++++ INPUT

PR #1251, opened 2022-01-27
TDB-3830 better feedback for voter tool

tmesic99:
Implements better voter tool feedback as described in TDB-3830

### DIFF
--- a/voter/src/main/java/org/terracotta/voter/ActiveVoter.java
+++ b/voter/src/main/java/org/terracotta/voter/ActiveVoter.java
@@ -170,7 +170,15 @@ public class ActiveVoter implements AutoCloseable {
             if (response >= 0) {
               registrationLatch.complete(voterManager);
             } else {
-              LOGGER.warn("Registration with {} in state {} failed. Retrying...", voterManager.getTargetHostPort(), voterManager.getServerState());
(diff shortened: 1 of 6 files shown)


voter/src/main/java/org/terracotta/voter/ActiveVoter.java
```diff
@@ -170,7 +170,15 @@ ClientVoterManager registerWithActive(String id,
             if (response >= 0) {
               registrationLatch.complete(voterManager);
             } else {
-              LOGGER.warn("Registration with {} in state {} failed. Retrying...", voterManager.getTargetHostPort(), voterManager.getServerState());
+              StringBuilder message = new StringBuilder();
+              message.append(String.format("Registration with %s in state %s failed. ",
+                  voterManager.getTargetHostPort(), voterManager.getServerState()));
+              long voterLimit = Math.max(0, voterManager.getRegisteredVoterLimit());
```
tmesic99, line 176: When failover priority is set to 'availability', getRegisteredVoterLimit() returns -1.  So I just use the max of '0' to generate the message that "Configured voter limit (0) has been reached"..  Alternatively, I could have prepared a dedicated message just for the -1 case... something like, "voters are not supported when failover priority is set to availability".

PR #1261, opened 2022-04-07
Move voter tool cli from core into platform

tmesic99:
Remove the voter tool cli code out of core and into platform (along side other client cli tools).
This work is captured in WF-15979.


myronkscott (approved):

myronkscott:
please rebase on top of main

PR #1273, opened 2022-06-27
Remove SetOnceFlag and SetOnceRef and replace with appropriate AtomicBoolean and AtomicReference usage

chrisdennis:


myronkscott:
Why do you want to get rid of these?  I've used them in the past for things for flags the go positive and never flip back.

chrisdennis:
I guess my first thought was not to remove them, but to reimplement them without synchronized blocks (particularly the one on read for `SetOnceRef`). Then I figured the actual used code was pretty minimal so I figured it might be simpler to just remove them. On review some of the usages actually just dropped away to volatile boolean fields.

PR #1383, opened 2025-10-07
logging extensions as plugins

myronkscott:
Add the ability to include plugins that configure Logback


galvan/src/main/java/org/terracotta/testing/master/ServerProcess.java
```diff
@@ -181,11 +181,8 @@ private synchronized void setStreams(OutputStream out, OutputStream err) {
 
   private String[] getJavaArguments(int debugPort) {
     // We want to bootstrap the variable with whatever is in our current environment.
-    String javaOpts = System.getenv("JAVA_OPTS");
     List<String> ops = new ArrayList<>();
-    if (javaOpts != null) {
-      ops.addAll(Arrays.asList(javaOpts.split(",")));
-    }
+
```
aurbroszniowski: just checking that removing the reading of the java opts is intentional?

aurbroszniowski (approved):

jhouserizer (approved):
Good cleanups and reorg

PR #1385, opened 2025-12-10
Refactor group manager and group config

myronkscott:
Removes some unused functionality.  

Creates a silent mode for discovery when there is no discovery on servers with a zero group port

update gradle pieces.


myronkscott:
This is some cleanup and a fix for rogue discovery during WAN testing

++++++++

EXERCISE BRIEF: The answer must be every line from the records above that contains the word "message", copied out.

TASK SOLUTION:
+              StringBuilder message = new StringBuilder();
+              message.append(String.format("Registration with %s in state %s failed. ",
tmesic99, line 176: When failover priority is set to 'availability', getRegisteredVoterLimit() returns -1.  So I just use the max of '0' to generate the message that "Configured voter limit (0) has been reached"..  Alternatively, I could have prepared a dedicated message just for the -1 case... something like, "voters are not supported when failover priority is set to availability".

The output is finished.